Moreover, we can also use the sdreport() function to directly give us standard errors for our unconstrained parameters and everything we ADREPORT()ed.

sdr = sdreport(obj)

We can then get an overview of the estimated parameters and ADREPORT()ed quantities as well as their standard errors by

summary(sdr)

To get the estimated parameters or their standard errors in list format, type

# estimated parameter in list format
as.list(sdr, "Estimate")
# parameter standard errors in list format
as.list(sdr, "Std")

and to get the estimates and standard errors for ADREPORT()ed quantities in list format, type

# adreported parameters as list
as.list(sdr, "Estimate", report = TRUE)
# their standard errors
as.list(sdr, "Std", report = TRUE)

Lastly, the automatic reporting with LaMa and RTMB together makes calculating pseudo-residuals really convenient:

pres_step = pseudo_res(trex$step, "gamma2", list(mean = mu, sd = sigma), mod = mod)
plot(pres_step, hist = TRUE)
pres_angle = pseudo_res(trex$angle, "vm", list(mu = 0, kappa = kappa), mod = mod)
plot(pres_angle, hist = TRUE)

Covariate effects

We can now generalise the previous model to include covariate effects. In our example, we might be interested how the T-rex's behaviour varies with the time of day. Hence, we add diel variation to the state process. For example, we can model the transition probabilities as a function of the time of day using a trigonometric basis expansion to ensure diurnal continuity. The transition probabilities are given by $$ \text{logit}(\gamma_{ij}^{(t)}) = \beta_0^{(ij)} + \beta_1^{(ij)} \sin \bigl(\frac{2 \pi t}{24}\bigr) + \beta_2^{(ij)} \cos \bigl(\frac{2 \pi t}{24}\bigr) + \beta_3^{(ij)} \sin \bigl(\frac{2 \pi t}{12}\bigr) + \beta_4^{(ij)} \cos \bigl(\frac{2 \pi t}{12}\bigr), $$ where $t$ is the time of day.

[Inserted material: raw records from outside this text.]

PR #993, opened 2017-09-13
Add JobDisplayNameAttribute

pieceofsummer:
This should have been done a long time ago :)

Supports formatting:
```c#
[JobDisplayName("Test job ({0})")]
public static void TestJob(int arg)
```

Supports localization:
```c#
[JobDisplayName("TestJob_DisplayName", ResourceType = typeof(MyResources))]
public static void TestJob(int arg)
```


odinserj:
Finally merged, @pieceofsummer, thanks for your efforts! 👍 👍 👍

pieceofsummer:
@odinserj I wonder if this should take precedence before display name provider? If yes, then NETFULL `DisplayNameAttribute` should too.

Looking back at this PR, I also think maybe we should unseal `JobDisplayNameAttribute` and make `Format` method virtual, so users may easily inherit custom attributes from it and implement their own naming. What do you think?

odinserj:
Right! I've just made the corresponding commits to implement these ideas.

pieceofsummer:
Great! Now I think the only thing left (before the major update to fully async model in 2.0) is to cancel the `CancellationToken` when the job is deleted from dashboard :)

odinserj:
I'll mark it with the 1.7.0 milestone then and check a bit later ("later" sounds dangerous, he-he) 😃

ernecastro:
Hi all, I don't if I'm missing something, but this feature does not seem to work for me.

Having this method:

`        [JobDisplayName("Test job ({0})")]
`
`       public static void ExecuteJob(int p)
`
`       {
``          ...
`       }

 
Gives this name in the dashboard:

  Test job (System.Object[])

pieceofsummer:
@ernecastro see #1136. Fixed in `dev` branch already, will be included in the next beta.

rfrancisco:
When can we expect the next beta with this fix?

joshuagriffin:
We are waiting for this as well

Shamshiel:
Does this only work with static methods? I'm not able to get it to work with my non-static methods.

freeflyrw:
Same issue for me. @Shamshiel. @pieceofsummer No joy. Method call below not static. Had you any luck with this?

[JobDisplayName("Perform CatNet Analysis - CatNetJobQueueId {0}")]
Task PerformCatNetAnalysis(string catNetJobQueueId, string userEmail, string locationName);

freeflyrw:
Ahhh...had the attribute at interface rather than class level. All good now!

taylor-viventium:
This seems to be broken. It has no effect on my job name. Tried both DisplayName and JobDisplayName with a string value.

odinserj:
If you are using a base class or interface for your background jobs, please try putting the attributes there instead of an implementation class.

To practically achieve this, we compute the trigonometric basis design matrix Z corresponding to above predictor and add the time of day to the dat list for indexing inside the likelihood function. The LaMa function cosinor() does this very conveniently. We can either call it directly to build the design matrix, or use it in a formula passed to make_matrices(). The latter is preferable when dealing with more complicated models. Note that the first option does not include an intercept column, while the second does. When used with tpm_g() this does not matter as it automatically checks if an intercept column is included.

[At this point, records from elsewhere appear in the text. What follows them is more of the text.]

Issue #828, opened 2017-03-08
JobActivator BeginScope with the full PerformContext


TheDadycool:
Hi,

It will be nice to have in the JobActivator a BeginScope function taking the full PerformContext instead of the JobActivatorContext... This will allow to register the PerformContext in the scope right away, and using it later in the actual job function. The backward compatibility will be really easy by just calling the previous one by generating the JobActivatorContext like in: 

public virtual JobActivatorScope BeginScope(PerformContext context)
{
return this.BeginScope(new JobActivatorContext(context.Connection, context.BackgroundJob, context.CancellationToken)));
}

Regards,

David.

KLuuKer:
I would also like to have this change because this would allow me to remove any direct dependency to hangfire in my jobs project.

Here is my example:
- MyBigApp.Jobs: containing a interface called IMyJobContext and only the actual job code, with the jobs constructor that accepts the IMyJobContext
- MyBigApp.Jobs.HangFireService: this runs the hangfire server and dashboard, and supplies a implementation of IMyJobContext that uses PerformContext internally to allow it to track various state information (and for example the Hangfire.Console package functionality)
- MyBigApp.Backend: this is the backend of my big application and is the one that is responsible for adding the Jobs into the database using hangfire

this way the backend project only needs a reference to Hangfire.Core and Hangfire.SqlServer
without the extra reference caused (for example) by the Hangfire.Console package

And if Hangfire in the future would get better separation from itself so that only the bit of code that actually pushes jobs into the database needs to be referenced, my backend project would have even less unnecessary references.

And when you have a mixed frameworks, like HangFireService running on net461 and the Backend running on .net core, it becomes a even bigger pain to have all these dependencies everywhere.
Or if a extension to Hangfire like Hangfire.Console not being converted (or very just slowly) to .net core causing the conversion of the Backend project to run on .net core being blocked.

jeroenvervaeke:
As mentioned above, this would be a very great change.

Here is my example:
- MyBigApp.Backend -> Contains a datalayer, business layer, service layer + everything is resolved using windsor, logging is done using NLog using the ILogger interface.
- MyBigApp.Hangfire -> Contains the jobs, Hangfire.Windsor resolves dependencies (businesslayer from MyBigApp.Backend)

In my example both the Backend and Hangfire project call the business layer.

With this change I would be able to forward all the calls made to ILogger (made from within MyBigApp.Hangfire) to the Hangfire dashboard.

[...]

PR #995, opened 2017-09-14
Fixing #828

jeroenvervaeke:
Provides the JobActivator BeginScope with the full Performcontext.
Examples and motivation can be found here: https://github.com/HangfireIO/Hangfire/issues/828

This change is fully backward compatible with previous versions

### DIFF
--- a/src/Hangfire.Core/JobActivator.cs
+++ b/src/Hangfire.Core/JobActivator.cs
@@ -17,6 +17,7 @@
 using System;
 using System.Collections.Generic;
 using Hangfire.Annotations;
+using Hangfire.Server;
 
 namespace Hangfire
 {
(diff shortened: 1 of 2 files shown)


odinserj:
This is a nice change, and I was wrong with adding the new context class just for IoC, because `PerformContext` allows much better usage, and we could also register it in an IoC container scope. Thank you for contribution, this change will be available in 1.7 (I will merge it with the `dev` branch).

KLuuKer:
@odinserj would it be possible to get this backported to 1.6.x?
I'm currently really breaking my neck jumping around\trough hoops (on fire) to get a half decent log abstraction going (appinsights\hangfire console\ilogger).

KorsG:
I would also very much like to see this implemented in 1.6.x, since it seems 1.7.0 is a big release and alot of work is still required before it is released.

Z = cosinor(1:24, period = c(24, 12))

modmat = make_matrices(~ cosinor(tod, period = c(24, 12)), 
                       data = data.frame(tod = 1:24))
Z = modmat$Z

# only compute the 24 unique values and index later for entire time series
dat$Z = Z # adding design matrix to dat
dat$tod = trex$tod # adding time of day to dat for indexing

We also need to change the parameter list par to include the regression parameters for the time of day. The regression parameters for the state process will typically have the form of a $N (N-1) \times p+1$ matrix, where $N$ is the number of states and $p$ is the number of regressors -- this format is also expected by tpm_g() which computes the array of transition matrices based on the design and parameter matrix. Another lovely convenience that RTMB allows for is that, in our parameter list, we can have matrices, making reshaping of vectors to matrices inside the likelihood function unnessesary.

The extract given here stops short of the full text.